**DATASET ENTRIES**
PR #6060, opened 2025-11-18
docs: clarify database mapping

### LINKED ISSUE #6059: Clarify field renaming

The BetterAuth lib allows to rename user, session, or plugin fields (for instance in my case, I want fields in my database and in my User objects to be snake_case instead of the default BetterAuth camelCase)

so I've added renaming like eg:

```ts
  user: {
    modelName: "usersTable",
    fields: {
      emailVerified: "email_verified",
      createdAt: "created_at",
      updatedAt: "updated_at",
    },
```

but when I get a user in a BetterAuth middleware, the fields are not yet renamed:

```json
contextUser={
  "name": "Gouach Admin",
  "email": "admin@gouach.com",
  "emailVerified": true,
  "image": null,
  "createdAt": "2025-11-18T10:23:12.377Z",
  "updatedAt": "2025-11-18T10:23:12.377Z",
  "role": "admin",
  "banned": null,
  "banReason": null,
  "banExpires": null,
  "description": "System administrator",
  "status": "active",
  "last_login_at": null,
  "partner_id": null,
  "user_role": "internal:admin",
  "id": "internal-user-0"
}
```

is that expected?

1. Perhaps it should be clearly documented somewhere (how / when fields are renamed)
2. This also means (I guess?) that we can't "swap" fields, eg if I want that the BetterAuth admin plugin "role" be called "better_auth_role", and that I define my own (user) "role" field, it's going to conflict?``

I'd like that once I decide to rename fields, everytime I get a "User" object from BetterAuth, or everytime I'm sending a User object to some BetterAuth method or API, it is in the "renamed field" format, not the "default format"

Create some helper methods to do the conversion, and add "logs" to know what format a data is given in at each method, but this is not clear. At the very least, it should be documented in the BetterAuth docs

### Additional context

_No response_

okisdev:
This PR adds more details information to clarify database mapping.

This PR closes #6059.

---
## Summary by cubic
Clarified how field mapping works: the fields config only changes database column names, while your code always uses the original camelCase fields. Added examples, an info callout, and an FAQ entry to reduce confusion when using snake_case schemas.

<sup>Written for commit 976b2886affbce611561c34d15cf868281a7855a. Summary will update automatically on new commits.</sup>


himself65 (approved):
Yes, this is a nice catch. But please double check if we need this @Bekacru

bytaesu (commented):
This is standard field-mapping behavior, and the existing callout already explains it sufficiently IMO, so I'm going to close this PR.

**INSTRUCTIONS TO FOLLOW**
In this exercise, the data above is to be printed exactly.

**WRITTEN SOLUTION**
PR #6060, opened 2025-11-18
docs: clarify database mapping

### LINKED ISSUE #6059: Clarify field renaming

The BetterAuth lib allows to rename user, session, or plugin fields (for instance in my case, I want fields in my database and in my User objects to be snake_case instead of the default BetterAuth camelCase)

so I've added renaming like eg:

```ts
  user: {
    modelName: "usersTable",
    fields: {
      emailVerified: "email_verified",
      createdAt: "created_at",
      updatedAt: "updated_at",
    },
```

but when I get a user in a BetterAuth middleware, the fields are not yet renamed:

```json
contextUser={
  "name": "Gouach Admin",
  "email": "admin@gouach.com",
  "emailVerified": true,
  "image": null,
  "createdAt": "2025-11-18T10:23:12.377Z",
  "updatedAt": "2025-11-18T10:23:12.377Z",
  "role": "admin",
  "banned": null,
  "banReason": null,
  "banExpires": null,
  "description": "System administrator",
  "status": "active",
  "last_login_at": null,
  "partner_id": null,
  "user_role": "internal:admin",
  "id": "internal-user-0"
}
```

is that expected?

1. Perhaps it should be clearly documented somewhere (how / when fields are renamed)
2. This also means (I guess?) that we can't "swap" fields, eg if I want that the BetterAuth admin plugin "role" be called "better_auth_role", and that I define my own (user) "role" field, it's going to conflict?``

I'd like that once I decide to rename fields, everytime I get a "User" object from BetterAuth, or everytime I'm sending a User object to some BetterAuth method or API, it is in the "renamed field" format, not the "default format"

Create some helper methods to do the conversion, and add "logs" to know what format a data is given in at each method, but this is not clear. At the very least, it should be documented in the BetterAuth docs

### Additional context

_No response_

okisdev:
This PR adds more details information to clarify database mapping.

This PR closes #6059.

---
## Summary by cubic
Clarified how field mapping works: the fields config only changes database column names, while your code always uses the original camelCase fields. Added examples, an info callout, and an FAQ entry to reduce confusion when using snake_case schemas.

<sup>Written for commit 976b2886affbce611561c34d15cf868281a7855a. Summary will update automatically on new commits.</sup>


himself65 (approved):
Yes, this is a nice catch. But please double check if we need this @Bekacru

bytaesu (commented):
This is standard field-mapping behavior, and the existing callout already explains it sufficiently IMO, so I'm going to close this PR.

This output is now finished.